Cheguei à residência num velho Mercedes preto. Os portões abriram-se de imediato e, sob continência dos polícias, o carro avançou até ao fundo da escadaria exterior, que dá acesso à entrada do edifício. Estranhei a facilidade com que a viatura foi admitida, sem qualquer pergunta, identificação ou controlo, mas tomei isso à conta de ser, provavelmente, uma matrícula conhecida. Na pequena área no alto da escadaria, o dr. Almeida Santos falava para televisões (perdão, para a televisão, porque então só havia uma...). Procurei alguém que me indicasse como é que eu poderia chamar o comandante Cristóvão Moreira. Foi-me dito para subir ao primeiro andar. Aí, repetida a pergunta, indicaram-me uma sala. Era o conselho de ministros. Estava prestes a iniciar-se a sua reunião, com o primeiro ministro Pinheiro de Azevedo já no topo da mesa, alguns membros do governo sentados, outros em conversas entre si ou com colaboradores. Descortinei o meu secretário de Estado, inconfundível na sua teimosa camisola de gola redonda, entreguei-lhe o documento, dei-lhe a mensagem e saí.
Ao abandonar o edifício, ainda aturdido pela incrível facilidade que tivera, no acesso desde a rua à sala do conselho de ministros, sem nunca mostrar a minha identificação e sem o mínimo controlo de segurança, perguntei quem era o responsável pela portaria. Foi-me então apresentado, pela primeira vez, o senhor Ferreira. Sorridente, muito agradável no trato, ouviu o comentário pelo qual eu lhe transmitia o meu espanto, respondendo assim: "O senhor doutor (presumiu que o era) tem toda a razão. É verdade, não há quase segurança nenhuma! Mas sabe o que é que acontece? Nunca houve um governo tão grande como este. Entre ministros, secretários e subsecretários de Estado são 84 pessoas! Fora os membros do conselho da Revolução! Todos têm chefes de gabinete, adjuntos e assessores que entram frequentemente por aqui dentro e, se lhes perguntamos quem são, ficam quase ofendidos por não os conhecermos. Por isso, temos alguma dificuldade em controlar estas coisas...". Percebi então melhor o embaraço do senhor Ferreira.

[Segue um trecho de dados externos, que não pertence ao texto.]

PR #2417, opened 2023-10-04
refactor: Rework LLM client types and implementations

gsppe:
Refactor the LLM client, responses shape and web client to support streaming and regular json request in a single helper.

This is needed so that I can later unify the streaming copywriter endpoint with the operations endpoint which returns JSON (no streaming)

## Before requesting a review

- [ ] made a self-review

## Before merging

### DIFF
--- a/apps/builder/app/builder/features/ai/copywriter.tsx
+++ b/apps/builder/app/builder/features/ai/copywriter.tsx
@@ -1,6 +1,10 @@
 import { z } from "zod";
 import untruncateJson from "untruncate-json";
-import { copywriter, request } from "@webstudio-is/ai";
+import {
+  copywriter,
+  request,
+  type StreamingTextResponseType,
+} from "@webstudio-is/ai";
 import { restAiCopy } from "~/shared/router-utils";
 import {
   Box,
@@ -102,7 +106,7 @@ export const Copywriter = () => {
 
               abort.current = new AbortController();
               setIsLoading(true);
-              request(
+              request<StreamingTextResponseType>(
                 [
                   restAiCopy(),
                   {
--- a/packages/ai/src/types.ts
+++ b/packages/ai/src/types.ts
@@ -1,8 +1,11 @@
-import type { StreamingTextResponse } from "ai";
+import type { StreamingTextResponseType } from "./utils/streaming-text-response";
 
 /**
  * Generic Response types used both by Models and Chains.
  */
+
+// @todo Convert the response types to Zod
+// so that responses can be parsed and validated on the client.
 
 export type Tokens = {
   prompt: number;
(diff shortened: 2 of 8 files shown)


apps/builder/app/builder/features/ai/copywriter.tsx
```diff
@@ -134,12 +116,30 @@ export const Copywriter = () => {
...
+                    }
+                  },
                 }
               ).then((result) => {
                 abort.current = null;
-                if (typeof result !== "string") {
-                  alert("Error " + result.type);
+                if (result.success === false) {
+                  // eslint-disable-next-line no-console
+                  console.log(result);
```
TrySound, line 141: Forgotten? If not better use info/warn/error

TrySound (approved):

apps/builder/app/builder/features/ai/copywriter.tsx
kof: yep, please don't disable that lint rule, we should use log only for debugging so we don't forget to remove

packages/ai/src/types.ts
```diff
@@ -1,3 +1,48 @@
...
+  success: true;
+  tokens: Tokens;
+  data: ResponseData;
+};
+
+export type StreamingSuccessResponse = {
+  type: "stream";
+  success: true;
+  stream: StreamingTextResponse;
+};
```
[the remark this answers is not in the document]
TrySound: 🤷

TrySound (approved):

packages/ai/src/utils/streaming-text-response.ts
```diff
@@ -0,0 +1,37 @@
...
+    super(res, init);
+    this.getRequestHeaders();
+  }
+
+  getRequestHeaders() {
+    return addRawHeaders(this.headers);
+  }
+}
+
+const addRawHeaders = function addRawHeaders(headers: Headers) {
```
kof, line 19: we normally don't use named functions/functions, just arrow functions

packages/ai/src/utils/streaming-text-response.ts
```diff
@@ -0,0 +1,37 @@
...
+  // eslint-disable-next-line @typescript-eslint/ban-ts-comment
+  // @ts-ignore
+  headers.raw = function () {
```
kof, line 22: same

packages/ai/src/utils/streaming-text-response.ts
```diff
@@ -0,0 +1,37 @@
+import { StreamingTextResponse as _StreamingTextResponse } from "ai";
+
+export type StreamingTextResponseType = StreamingTextResponse;
+
+// vercel/ai's StreamingTextResponse does not include request.headers.raw()
+// which @vercel/remix uses when deployed on vercel.
+// Therefore we use a custom one.
+export class StreamingTextResponse extends _StreamingTextResponse {
```
kof, line 8: same thing, using underscore doesn't explain why we have classes with the same name, it just raises questions, I would rather have them more explicit names that explain why they exist

kof: yes, but reflecting it in the name is important still, e.g.
```ts
export class StreamingTextResponse extends RemixStreamingTextResponse
```

kof: even better now its even clear what wasn't before, that you are creating a remix interface that extends the vercel interface ... I completely didn't know that before, even with comment

PR #2420, opened 2023-10-05
fix: fix various text editor bugs

TrySound:
- add missing placeholder to Text component
- fix wrapping buttons and links with span
- preserve node content when entering editing mode if instance has no children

Contei-lhe esta história em 1995. Obviamente, não se lembrava da conversa que, vinte anos antes, tivera comigo. Mas recordava-se bem desses tempos complicados da política portuguesa, que atravessara, profissional e discretamente, na portaria de S. Bento. Reformou-se já há uns anos. Se ainda por lá estivesse, e a partir de hoje, ter-se-ia cruzado com o mais pequeno governo da história política portuguesa pós-25 de abril, por contraste com aquele imenso VI governo provisório.
Não sei se o senhor Ferreira ainda é vivo. Espero bem que sim e que possa receber o meu abraço.